A big blank white page here and Matthew Levine reminded me to finish a post I had started a month ago about quality software. Matthew was kind enough to offer me some additional help after I was stumped with a problem while I was trying to implement a web site using his technique recently published as In Search of the Holy Grail on ALA (yes, he has caught enough flak for the phrase already and no, he didn't coin it anyway). If you have interest in CSS layout and design, his article is well worth your time, go check it out.
He posts about Switching to TextMate. Making the switch seems to be the all the rage these days. Here's my take as to why:
Sometimes there is a piece of software so good that I'm immediately blown away and want to buy it on the spot. It looks great, it does cool things, and it fills a niche I need. This kind of software usually gets forgotten by me after the wow-factor and I don't use it as much later.
Other times I find software that is nice. It's okay. I try it out and think "neat". Most of the time that software just finds it's way into my bloated Applications directory and gets trashed many months later. However, sometimes a piece of software starts to grow on me and I get more impressed the more I use it. BBEdit was one of those.
Lately, on urging from several people, I have started using TextMate. (which, btw, supports SCR now) TextMate was deceptively simple at first glance. Maybe it was just me, but I didn't see much to get me excited about it. But after having used it for a few weeks, I'm amazed. Every time I think "I wish it could do x feature", I find that it already does! TextMate is way ahead of me and already knows my meager needs and is ready for me to graduate to bigger and better needs too! We definitely don't lack for great choices in text editors for the platform.
Software that is quietly and elegantly meeting the needs, even those unanticipated, is what quality in software engineering is all about.
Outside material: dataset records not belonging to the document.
PR #2141, opened 2025-03-18
global_id migrations based on scim id

mbertrand:
Related to https://github.com/mitodl/mit-learn/pull/2119

Assigns global_id based on scim external id

### How can this be tested?
Follow instructions for https://github.com/mitodl/mit-learn/pull/2119


main/middleware/apisix_user_test.py
```diff
@@ -62,6 +62,45 @@ def test_get_request(mocker, mock_login):
...
+        META={
+            "HTTP_X_USERINFO": b64encode(json.dumps(apisix_user_info).encode()),
+        },
+        user=AnonymousUser(),
+    )
+    apisix_middleware = ApisixUserMiddleware(mocker.Mock())
+    apisix_middleware.process_request(mock_request)
+    mock_login.assert_called_once()
+    user.refresh_from_db()
+    assert user.username == user.username
```
rhysyngsun, line 80: This and other `assert user.FIELD == user.FIELD` assertions will always be true, I think we want to compare these values against what's in `apisix_user_info`

main/middleware/apisix_user_test.py
```diff
@@ -62,6 +62,45 @@ def test_get_request(mocker, mock_login):
...
+    assert user.email == apisix_user_info["email"]
+    assert user.global_id == apisix_user_info["sub"]
+
+
+@pytest.mark.django_db(transaction=True)
+def test_get_request_existing_user_with_globalid(mocker, mock_login):
+    """Test that a valid request creates a new user."""
+    close_old_connections()
+    user = UserFactory.create(email=apisix_user_info["email"], global_id="abc123")
```
rhysyngsun, line 89: I'm not sure I follow this test because I don't think this will match on the `filter()` because it doesn't match on `global_id` or null `global_id` + `email`. I would've expected this to fail because it'll try to create a user and conflict.

rhysyngsun (changes requested):

main/middleware/apisix_user_test.py
rhysyngsun: Probably worth having this test, but it should wrap `process_request()` in a `pytest.raises(IntegrityError)` and then you don't need any other asserts.-

main/middleware/apisix_user_test.py
```diff
@@ -62,6 +62,65 @@ def test_get_request(mocker, mock_login):
...
+    apisix_middleware = ApisixUserMiddleware(mocker.Mock())
+    apisix_middleware.process_request(mock_request)
+    user.refresh_from_db()
+    assert user.username == old_username
+    assert user.global_id == "abc123"
+    assert user.email == apisix_user_info["email"]
+
+
+@pytest.mark.django_db(transaction=True)
+def test_get_request_existing_user_with_email(mocker, mock_login):
```
rhysyngsun, line 106: I think this is the same as the first test. We do need a test though where the `global_id` matches and the email should be updated though.

mbertrand:
Ready for another look, though javascript tests have failed twice now, have not looked into why yet but it shouldn't be related to this PR.

jkachel (approved):
I think this looks OK - I did not have any issues with login or logout. 👍

PR #2145, opened 2025-03-21
Enable redirects on logout

mbertrand:
Closes https://github.com/mitodl/hq/issues/6923

Creates a new `/next_logout/?next=<url>` endpoint that will save the value of the `next` parameter to a short-lived redis key, then redirect to the usual `/logout/oidc` url.  
When keycloak/apisix redirects back to the `/logout/` view, the cached key is retrieved and the user is redirected to that url if set to anything, else it goes to the default `/app`
The authentication CustomLoginView and CustomLogoutView classes were also both changed to inherit from the standard django `View` class because a) the tests were throwing errors due to the imminent deprecation of allowing such views to accept GET requests, and b) because they weren't actually doing any login/logout functions (the apisix middleware is).

### How can this be tested?
- Set `MITOL_API_BASE_URL=http://api.open.odl.local:8065` in your `backend.local.env` file
- Run `COMPOSE_PROFILES=backend,frontend,keycloak,apisix docker compose up`
- Log in and log out as usual to make sure that still works normally.
- Log in
- Go to the url `http://api.open.odl.local:8065/next_logout/?next=https://ocw.mit.edu`
- You should be redirected to OCW
- Go back to http://open.odl.local:8062, you should be logged out
- Log in and out again

### Additional Context

~~The original idea was to set a cookie, but cookies can only be set in responses and not requests, which didn't mesh well with the logout flow.  So a temporary redis cache key/value pair was used instead.~~
Figured out that I can set a cookie from the apisix middleware for this.


gumaerc:
@mbertrand I tested this and everything worked perfectly, code looks good too. Good tests, and good call on using the Redis cache. It does look like you have some upstream conflicts to resolve before merging though. Just let me know when that's done and I'll approve the PR

mbertrand:
@gumaerc just did a fresh rebase,  ready for another look.

authentication/views.py
```diff
@@ -34,6 +34,16 @@ def get_redirect_url(request):
...
 
 
+def next_cache_key(username):
+    """
+    Get the cache key for the next URL for a user.
+
+    Args:
+        request: Django request object
+    """
+    return f"{username}_next_logout"
```
gumaerc, line 44: Is this cache key appropriate? I don't see this function being used anywhere, is it called automatically by Next for cache invalidation or something? Maybe it should be `f"{session_key}_auth"` or something along those lines?

gumaerc (approved):
Everything works great, just a question above about the cache key function.

authentication/views.py
mbertrand: That's left over from the redis implementation, deleted it.

PR #2152, opened 2025-03-25
typeerror nonetype error

shanbady:

Closes https://github.com/mitodl/hq/issues/6986

This PR fixes a 500 being thrown at the [learning resource display info](http://api.rc.learn.mit.edu/api/v1/learning_resource_display_info/) endpoint when a run has None for the prices attribute.

### How can this be tested?
1. checkout main 
2. visit the learning resource display info endpoint and make note of a run in the response
3. set the prices for that run to None and save it
4. go back to the endpoint - it should throw an exception (you may need to cache break by passing some random parameter) 
5. checkout this branch and see no exceptions


gumaerc (approved):
:+1:

PR #2142, opened 2025-03-18
Cc/card style updates

ChristopherChudzicki:
### Screenshots (if appropriate):
Screenshot 2025-03-18 at 4 44 38 PM

PR #2154, opened 2025-03-25
design refactor: make link black style bolder

ChristopherChudzicki:
None, but came across this discrepancy during https://github.com/mitodl/mit-learn/pull/2142

This PR updates the `Link` component to match designs:
- the change is `color="black"` now has a bolder typography.
- **There are no visual changes.** In all cases where we were using `color="black"` (previously also the default value of `color`, but that prop is now required) we were always overriding the styling to match figma on a case-by-case basis.

### How can this be tested?
Check that things look the same. Some things worth checking:
- the social media share icons on drawer
- the homepage "Non Degree Learning" link in hero section
- Card titles

### DIFF
--- a/frontends/ol-components/src/components/Link/Link.tsx
+++ b/frontends/ol-components/src/components/Link/Link.tsx
@@ -5,15 +5,14 @@ import { theme } from "../ThemeProvider/ThemeProvider"
 import { LinkAdapter } from "../LinkAdapter/LinkAdapter"
 
 type LinkStyleProps = {
+  color: "black" | "white" | "red"
   size?: "small" | "medium" | "large"
-  color?: "black" | "white" | "red"
   hovercolor?: "black" | "white" | "red"
   nohover?: boolean
 }
 
-const DEFAULT_PROPS: Required<LinkStyleProps> = {
+const DEFAULT_PROPS: Required<Omit<LinkStyleProps, "color">> = {
   size: "medium",
-  color: "black",
   hovercolor: "red",
   nohover: false,
 }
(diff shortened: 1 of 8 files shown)


frontends/ol-components/src/components/Link/Link.tsx
```diff
@@ -33,16 +32,22 @@ const NO_FORWARD = Object.keys({
  */
 const linkStyles = (props: LinkStyleProps) => {
```
ChristopherChudzicki, line 33: IMO it's a bit weird that the typography style depends on color, but that's what how our [designs](https://www.figma.com/design/Eux3guSenAFVvNHGi1Y9Wm/MIT-Design-System?node-id=470-11729&m=dev) do it, so worth matching that rather than applying the bolder black font on a case-by-case basis.

frontends/ol-components/src/components/Link/Link.tsx
```diff
@@ -5,15 +5,14 @@ import { theme } from "../ThemeProvider/ThemeProvider"
 import { LinkAdapter } from "../LinkAdapter/LinkAdapter"
 
 type LinkStyleProps = {
+  color: "black" | "white" | "red"
```
ChristopherChudzicki, line 8: I made `color` required because:
- it helped me check that this had no unintential changes
- in contrast to things like `nohover` and `size`, I don't think what the default  value of `color` should be is obvious.

frontends/ol-components/src/components/Link/Link.tsx
```diff
@@ -33,16 +32,22 @@ const NO_FORWARD = Object.keys({
...
+          ? { ...theme.typography.subtitle3 }
+          : { ...theme.typography.body3 },
+      medium:
+        color === "black"
+          ? { ...theme.typography.subtitle2 }
+          : { ...theme.typography.body2 },
+      large:
+        color === "black"
+          ? { ...theme.typography.subtitle1 }
+          : { ...theme.typography.body1 },
```
jonkafton, line 49: A little uneasy about this - we're saying that the same link with a different color adopts styles defined for specific typographic elements. They may match those styles, but if we change the `body1` styles, should a non-black link change or is it incidental? I do see that `color` in Figma is effectively a variant and not a style, so the issue is really in the naming there.

jonkafton (approved):
Looks good. It would be good though to review the relationship between our naming in components in code and Figma and guidelines around the degree to which Figma is canonical and should be synced to.

We have e.g. size: h5 and and color: BreadcrumbDark in the Link component in Figma - we're selective and it's not always clear what forms part of the _definitive_ design system.

frontends/ol-components/src/components/Link/Link.tsx
ChristopherChudzicki: I agree the naming is confusing. Best to match Figma, though, imo.

PR #2156, opened 2025-03-26
Make /users/me/ api endpoint accessible for anonymous users

mbertrand:
Related to https://github.com/mitodl/mit-learn/pull/2119

- Makes the `api/v0/users/me` endpoint accessibe to anonymous users
- Adjusts the `UserSerializer`, making `profile` optional (anon users don't have one) and adding an `is_authenticated` boolean field.

### How can this be tested?
- You should still see the `Login` button at the top if not authenticated and your name with a dropdown menu if authenticated.  Editing your profile at https://open.odl.local:8062/dashboard/profile should still work. Tests should pass.

### Additional Context
This is being done to see if a redirect to keycloak can be avoided on RC/prod when initially loading this url > 30 minutes after logging in.

### DIFF
--- a/frontends/api/src/generated/v0/api.ts
+++ b/frontends/api/src/generated/v0/api.ts
@@ -3391,6 +3391,12 @@ export interface PatchedUserRequest {
    * @memberof PatchedUserRequest
    */
   email?: string
+  /**
+   *
+   * @type {boolean}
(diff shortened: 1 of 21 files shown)


ChristopherChudzicki (approved):
👍 Glad the frontend can get rid of the 403 handling / extra (non-api) user property now.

Matthew pointed out some new "can't live without" features of TextMate and some "miss em" things from TextWrangler. I'm right with him on most of those. By far my most missed feature is that Block Undo magic. Incredible how useful that is and how much I miss it now.
Finally, speaking of quality software, IE6 is not. Well, when it comes to CSS support anyway. I am really sick of trying to make this new project (an Unsanity project that hopefully will be seen in the not too distant future) work in IE. Sometimes tables are very very tempting. Float this!!!! Also, I tried IE7 just for fun... and I'm not impressed. Couple million in budget can't do better? Apparently Rentzsch and others agree. I'd happily settle for a complete lack of innovation in exchange for Firefox/Safari/etc level standards support. Not that that would help any of us for the next several years... ah, legacy support.